▸ Work order:
In the entries that follow, how many lines hold "github"? Nothing but the number is expected.

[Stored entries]
##############################

PR #199166, opened 2026-05-22
Revert "[Driver][MSVC] Use LLD if DWARF is requested"

petrhosek:
Reverts llvm/llvm-project#198600 because the test doesn't correctly handle the case when Clang is configured `CLANG_DEFAULT_LINKER=lld`.


petrhosek:
I did a fix forward instead in https://github.com/llvm/llvm-project/pull/199167.

PR #199167, opened 2026-05-22
[Driver][MSVC] Correctly handle the -fuse-ld=(empty) case

petrhosek:
We need to distinguish the case where `-fuse-ld` is unspecified and when `-fuse-ld=(empty)` as is already done in the generic `ToolChain` implementation but wasn't done in the MSVC driver to correctly handle the `CLANG_DEFAULT_LINKER` CMake option.

### DIFF
--- a/clang/test/Driver/msvc-link.c
+++ b/clang/test/Driver/msvc-link.c
@@ -52,9 +52,11 @@
 // RUN:        FileCheck --check-prefix=HYBRID-WARN %s
 // HYBRID-WARN: warning: argument unused during compilation: '-marm64x' [-Wunused-command-line-argument]
 
+// RUN: %clang --target=i686-pc-windows-msvc -g -fuse-ld= -### %s 2>&1 | FileCheck --check-prefix=DEBUG-LINK %s
 // RUN: %clang --target=i686-pc-windows-msvc -g -fuse-ld=link -### %s 2>&1 | FileCheck --check-prefix=DEBUG-LINK %s
 // DEBUG-LINK: link.exe"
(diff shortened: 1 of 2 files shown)


petrhosek:
This is a fix forward for an issue introduced in https://github.com/llvm/llvm-project/pull/198600.

clang/test/Driver/msvc-link.c
Nerixyz, line 63: This test should also be removed then.

Nerixyz (commented):
Sorry, i missed that the default value would be non-empty in this case, so the fallback wouldn't be used.

clang/test/Driver/msvc-link.c
petrhosek: I'm not sure if these test cases provide any value.

Nerixyz: Yes - or more general if `CLANG_DEFAULT_LINKER` has any other non-empty value.

It's a bit unfortunate that we can't test this.

petrhosek:
After looking closer at the MSVC driver implementation, I don't think this is the right solution, I think the issue is the handling of the `-fuse-ld=` (empty value) case in the MSVC driver. Given that, it might be better to revert https://github.com/llvm/llvm-project/pull/198600 for now until we can come up with a more robust implementation.

petrhosek:
@Nerixyz I have reworked the implementation to correctly handle the `-fuse-ld=(empty)` case, can you re-review the change and approve if it looks good to you?

Nerixyz (approved):
Thank you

##############################

▸ Reply:
3